Das geclusterte, regelmäßig beabstandete Short Palindromic Repeat (CRISPR)/CRISPR-assoziierte (Cas) System schützt Bakterien und Archaeen vor mobilen genetischen Elementen (MGEs) wie Bakteriophagen1. Der Cas-Effektor kann von einer CRISPR-RNA (crRNA) gesteuert werden, um durch Basenpaarung auf die eindringenden Nukleinsäuren abzuzielen, und spaltet dann das Ziel, um dem Wirt Immunität zu verleihen2,3. Um mit dem durch das CRISPR-System des Wirts ausgeübten Immunitätsdruck fertig zu werden, haben Phagen verschiedene Arten von Anti-CRISPR-Systemen (Acr) entwickelt, um die Cas-Nukleasen zu inaktivieren und wiederum das Immunitätssystem des Wirts zu schließen4. Die Acr-Proteine können direkt mit den Cas-Proteinen interagieren, um die crRNA-Beladung oder Zielbindung zu verhindern; Alternativ besitzen sie enzymatische Aktivitäten, um die crRNAs zu spalten oder die Cas-Proteine posttranslational zu modifizieren4. Darunter befindet sich eine kürzlich beschriebene Acetyltransferase der GNAT-Familie, nämlich AcrVA5, die von den MGEs kodiert wird und spezifisch den Typ-VA-Cas12a-Effektor durch Acetylmodifikation einer wichtigen Lysinstelle hemmt. Das AcrVA5-inaktivierte Cas12a verliert die Fähigkeit, mit der PAM-Stelle (Protospacer Adjacent Motif) zu interagieren, und kann die Wirte nicht durch Spaltung der eindringenden MGEs5,6 schützen. Durch die Inaktivierung des Cas12a-Systems können MGEs, die das acrVA5-Gen enthalten, das bakterielle Immunsystem effektiv lahmlegen und haben das Potenzial, sich weit unter den Cas12a-tragenden Wirten auszubreiten. Zu unserer großen Überraschung existiert das acrVA5-Gen jedoch nur in drei Moraxella bovoculi-Stämmen, die ihre Deacetylasen verloren haben (Ergänzungstabelle S1). Daher besteht begründeter Verdacht, dass zwischen der Acetyltransferase AcrVA5 und den weit verbreiteten bakteriellen Deacetylasen7 eine Konkurrenzbeziehung besteht, die Cas12a durch Deacetylierung reaktivieren kann, um die Wirte vor der Invasion von MGEs zu schützen, die die acrVA5-Kassette beherbergen.

Wir führten zunächst das AcrVA5-vermittelte In-vitro-Acetylierungsexperiment durch und zeigten, dass das AcrVA5-acetylierte Lachnospiraceae-Bakterium (Lb) Cas12a sowohl cis- als auch trans-Spaltungsaktivitäten gegenüber doppelsträngiger Ziel-DNA (dsDNA) verlor (ergänzende Abb. S1a, b). , was mit den vorherigen Ergebnissen übereinstimmt5,6, die AcrVA5-Behandlung zeigte jedoch keine Auswirkung auf die LbCas12a-Transspaltungsaktivitäten, wenn sie durch einzelsträngige Ziel-DNA (ssDNA) ausgelöst wurde (ergänzende Abbildung S1c). Da die PAM-Stelle nur für Cas12a erforderlich ist, um Ziel-dsDNA, nicht jedoch ssDNA8, zu erkennen, bestätigten die obigen Ergebnisse außerdem, dass die AcrVA5-vermittelte Acetylierung Cas12a daran hinderte, mit den PAM-Sequenzen in Ziel-dsDNA5 zu interagieren.

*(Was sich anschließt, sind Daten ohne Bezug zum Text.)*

PR #1680, opened 2026-07-16
Coalesce relationship sync events + O(1) parent index to unblock the UI during a large pull (#1673)

mstomar125:
## Summary
Fixes #1673 — the round-1 P0 where the app is unusable during the initial cloud-sync pull of a populated tenant (24,197 nodes / 39,183 relationships): the daemon floods the WatchNodes stream (69× "subscriber lagged; events dropped") and the webview applied each event synchronously. Every `has_child` relationship event ran an **O(N) parent scan** and copied the entire children map (a global reactive invalidation), so a 39k-edge burst was **O(N²)** on the main thread — the app sat on "Loading…".

## Changes
- **`reactive-structure-tree.svelte.ts`** — a reverse child→parent index makes `getParent` **O(1)** (verified against the children map, self-healing on a miss so a stale entry can't return a wrong parent). New `runBatch()` applies a burst of ops under a **single** `notifyChange` instead of one per op.
- **`tauri-sync-listener.ts`** (Pro path) — buffer `has_child` relationship events over the existing 16 ms coalescing window and flush them through one `runBatch` in **arrival order** (so create/delete of the same edge in a window resolves exactly as un-coalesced). Chunk the node-fetch flush (200/chunk) with a main-thread yield and a **per-chunk** epoch re-check, plus a reentrancy guard so overlapping flushes can't share tombstone state.

## Community build unchanged
Non-Pro relationship events still apply synchronously per event (a dedicated guardrail test asserts this); `free-user-guardrail.test.ts` 11/11.

## Tests
+19: single `notifyChange` per burst; O(1) `getParent` asserted via a counting map (zero full-map iterations over 500 calls); create→delete and delete→create ordering both ways; per-chunk epoch drop on a mid-flush database switch; reverse-index consistency across add/remove/reparent/clear/restore. Full frontend suite **4079** green; svelte-check 0 errors; eslint/prettier clean.

Companion: the daemon-side double-spawn + startup-progress work is nodespace-sync#324 (progress `detail` renders here). Round-1 evidence: `validation-round1/reports/val-P0-ui-blocked-during-sync.md`.

### DIFF
--- a/packages/desktop-app/src/lib/services/tauri-sync-listener.ts
+++ b/packages/desktop-app/src/lib/services/tauri-sync-listener.ts
@@ -55,6 +55,11 @@ const log = createLogger('TauriSync');
  *  collect a daemon-flushed batch without adding perceptible latency. */
 const REPLAY_COALESCE_WINDOW_MS = 16;
 
+/** Max node fetches dispatched and applied per chunk of a coalesced flush.
+ *  Chunks are separated by a macrotask yield so an initial-pull burst of tens
+ *  of thousands of nodes cannot monopolize the webview main thread. */
+const NODE_FETCH_CHUNK_SIZE = 200;
+
 const pendingNodeIds = new Set<string>();
 let coalesceTimer: ReturnType<typeof setTimeout> | null = null;
 // Ids deleted while a flush is mid-fetch (between the snapshot and the apply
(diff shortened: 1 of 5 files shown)


mstomar125:

Tried hard to break it across all 7 surfaces; no correctness defect found. All 19 new tests pin the claimed behaviors and pass (123 tests green in the affected suites).
- **Reverse index** stays correct on every mutation path incl. the adversarial add A→B / reparent A→C / delete-stale-A→B sequence (the stale-delete guard is doubly protected: drops the index entry only when the edge existed under that parent AND the index still points there). The self-heal **cannot** return a wrong non-null parent — `getParent` verifies the index hit against the children map before returning.
- **Reactivity preserved**: `getParent` reads `this.children` unconditionally before the index lookup (including the miss path), so `$derived`/`$effect` consumers still invalidate — matches the old O(N) tracking exactly.
- **Ordering** is arrival-order preserved (create→delete absent, delete→create present, both tested); **epoch guard** re-checks per chunk and a mid-flush DB switch drops remaining chunks with no half-populated store (switch does clear()+clearAll() synchronously); **reentrancy guard** defers, never drops, deferred ids.
- **Community build** byte-unchanged (isPro-gated; guardrail 11/11 + a dedicated immediate-apply test).
- Tests are causal (CountingMap asserts zero full-map iterations over 500 getParent calls; runBatch asserts one map-reassignment per burst) — they'd fail on regression.

Nits only (non-blocking): runBatch assumes a synchronous mutate (sole caller is sync); reparent-prune now depends on index accuracy (safe — children is never externally mutated); +16ms latency on Pro has_child events (intended, symmetric with the node coalescer). Ship it.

Neben LbCas12a analysierten wir auch Cas12a-Orthologe von Francisella tularensis subsp. novicida (FnCas12a) und Acidaminococcus sp. (AsCas12a) und zeigte, dass AcrVA5 beide Orthologen inaktivieren konnte (Ergänzende Abbildungen S2 und S3). Bemerkenswerterweise hat sich AcrVA5 in einer früheren Studie jemals als unwirksam gegen AsCas12a erwiesen6. Wir fanden jedoch heraus, dass AsCas12a den konservierten Lysinrest enthielt (ergänzende Abbildung S3c) und zeigten, dass die AcrVA5-vermittelte Behandlung zum Verlust sowohl von cis- als auch von AsCas12a führte Transspaltungsaktivitäten von AsCas12a mit Ziel-dsDNA.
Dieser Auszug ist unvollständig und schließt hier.